- **To do**:
From the material below, copy out each line with the word "FilterPanel" in it.

- **Record set**:
- Opening Delimiter -
PR #375, opened 2020-02-13
fix(filter-panel): add a11y tests to subcomponents, use test keyword

jendowns:
~Blocked by #376~ No longer blocked

## Proposed changes

- add a11y tests to `FilterPanel` & all subcomponents


src/components/FilterPanel/FilterPanelAccordion/__tests__/FilterPanelAccordion.spec.js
- Closing Delimiter -
- **Written response**:
- add a11y tests to `FilterPanel` & all subcomponents
src/components/FilterPanel/FilterPanelAccordion/__tests__/FilterPanelAccordion.spec.js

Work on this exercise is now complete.